Biological database for Interation between Protein and nucleic Acid

Author:
Semin Lee and Tom L. Blundell
Abstract:
BIPA is a database for protein-nucleic acid interactions in three-dimensional structures. The database provides various physicochemical features of protein-nucleic acid interface such as size, shape, residue propensity, secondary composition, and intermolecular atomic interactions. The database also contains multiple structural alignments of nucleic-acid binding protein families with annotations of local environments in order to allow definition of features that influence acceptability of mutations at a particular position in a protein family. A web interface has been designed to present the results of these analyses and facilitate navigation of protein-nucleic acid interfaces.
Web service
An interface to the database can be found here.

PICCOLO

Structurally-characterized protein-protein interactions described at atomic level

Author
Richard Bickerton
Abstract

The sequencing of the human genome provides the parts list for understanding cellular processes. However, as 70% of eukaryotic genes workthrough multi-protein systems, it is only through detailed study of the interactions of these components, that a more complete, systems-level understanding can be gained. PICCOLO is a comprehensive database of structurally characterized protein interactions that enables a variety of analyses to be performed concerning interface properties including residue propensity, hydropathy, polarity, interface size, sequence entropy and residue contact preference.

Web service
An interface to the database can be found here.

Homstrad

Homologous Structure Alignment Database

Author:
Kenji Mizuguchi, Paul de Bakker, Charlotte Deane, Jiye Shi, Hiroki Shirai, Ricardo Nunez, Tom Blundell and John Overington
Abstract:
HOMSTRAD (HOMologous STRucture Alignment Database) is a curated database of structure-based alignments for homologous protein families. All known protein structure are clustered into homologous families (i.e., common ancestry), and the sequences of representative members of each family are aligned on the basis of their 3D structures using the programs MNYFIT, STAMP and COMPARER. These structure-based alignments are annotated with JOY and examined individually.

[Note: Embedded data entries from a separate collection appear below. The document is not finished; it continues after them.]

PR #370, opened 2024-10-04
Check horizon status to validate NetworkAttachment

ashu-011:
This patch modifies the existing functional test to check horizon status to verify multus network exists

Resolves - https://issues.redhat.com/browse/OSPRH-9846

### DIFF
--- a/tests/functional/horizon_controller_test.go
+++ b/tests/functional/horizon_controller_test.go
@@ -413,10 +413,11 @@ var _ = Describe("Horizon controller", func() {
 		})
 	})
 	When("Horizon CR instance is built with NAD", func() {
+		var nad map[string][]string
 		BeforeEach(func() {
 			nad := th.CreateNetworkAttachmentDefinition(types.NamespacedName{
 				Namespace: namespace,
-				Name:      "internalapi",
+				Name:      "storage",
 			})
 			DeferCleanup(th.DeleteInstance, nad)
 			rawSpec := map[string]interface{}{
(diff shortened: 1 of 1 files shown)


tests/functional/horizon_controller_test.go
```diff
@@ -438,7 +438,7 @@ var _ = Describe("Horizon controller", func() {
 		It("Check the resulting endpoints of the generated sub-CRs", func() {
 			th.SimulateDeploymentReplicaReady(horizonName)
 			horizon := GetHorizon(horizonName)
-			Expect(horizon.Spec.NetworkAttachments).To(Equal([]string{"storage"}))
+			Expect(horizon.Status.NetworkAttachments).To(Equal([]string{"storage"}))
```
fmount, line 441: -1: this can't work as you're trying to compare `[]string`  w/ `map[string]string`.
I think the `horizon.Status.NetworkAttachment` assignment is the result of `nad.VerifyNetworkStatusFromAnnotation( ...` in `horizon_controller`[1], which is provided by lib-common [2].
To make it work you need to `th.SimulateDeploymentReadyWithPods(...` and add the annotations that are the result of attaching multus to your `Pods`, and then verify that `horizon.Status.NetworkAttachment` is equals to `nad` (L417).
Here's an example:

```golang
diff --git a/tests/functional/horizon_controller_test.go b/tests/functional/horizon_controller_test.go
index 2ba9275..93237db 100644
--- a/tests/functional/horizon_controller_test.go
+++ b/tests/functional/horizon_controller_test.go
@@ -413,10 +413,11 @@ var _ = Describe("Horizon controller", func() {
                })
        })
        When("Horizon CR instance is built with NAD", func() {
+               var nad map[string][]string
                BeforeEach(func() {
                        nad := th.CreateNetworkAttachmentDefinition(types.NamespacedName{
                                Namespace: namespace,
-                               Name:      "internalapi",
+                               Name:      "storage",
                        })
                        DeferCleanup(th.DeleteInstance, nad)
                        rawSpec := map[string]interface{}{
@@ -434,11 +435,16 @@ var _ = Describe("Horizon controller", func() {
                        })
                        keystoneAPI := keystone.CreateKeystoneAPI(namespace)
                        DeferCleanup(keystone.DeleteKeystoneAPI, keystoneAPI)
+                       th.SimulateDeploymentReadyWithPods(
+                               horizonName,
+                               map[string][]string{deploymentName.Namespace + "/storage": {"172.18.0.1"}},
+                       )
+
                })
                It("Check the resulting endpoints of the generated sub-CRs", func() {
-                       th.SimulateDeploymentReplicaReady(horizonName)
                        horizon := GetHorizon(horizonName)
                        Expect(horizon.Spec.NetworkAttachments).To(Equal([]string{"storage"}))
+                       Expect(nad).To(Equal(horizon.Status.NetworkAttachments))
                })
        })
 })
``` 
[1] https://github.com/openstack-k8s-operators/horizon-operator/blob/main/controllers/horizon_controller.go#L808
[2] https://github.com/openstack-k8s-operators/lib-common/blob/main/modules/common/networkattachment/networkattachment.go#L101

fmount (changes requested):

fmount (approved):
/lgtm

bshephar (approved):
Great! Lgtm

The database provides annotated structural alignments in various formats, superimposed structures, homologous SWISS-PROT/TrEMBL sequences, PROSITE annotation, links to other databases (Pfam, SMART) and the alignment and search interface to the program FUGUE.

ESST

Environment Specific Substitution Table

Author:
Overington J, Donnelly D, Johnson MS, Sali A, Blundell TL
Abstract:
The local environment of an amino acid in a folded protein determines the acceptability of mutations at that position. In order to characterize and quantify these structural constraints, we have made a comparative analysis of families of homologous proteins. Residues in each structure are classified according to amino acid type, secondary structure, accessibility of the side chain, and existence of hydrogen bonds from the side chains. Analysis of the pattern of observed substitutions as a function of local environment shows that there are distinct patterns, especially for buried polar residues. The substitution data tables are available on diskette with Protein Science. Given the fold of a protein, one is able to predict sequences compatible with the fold (profiles or templates) and potentially to discriminate between a correctly folded and misfolded protein. Conversely, analysis of residue variation across a family of aligned sequences in terms of substitution profiles can allow prediction of secondary structure or tertiary environment.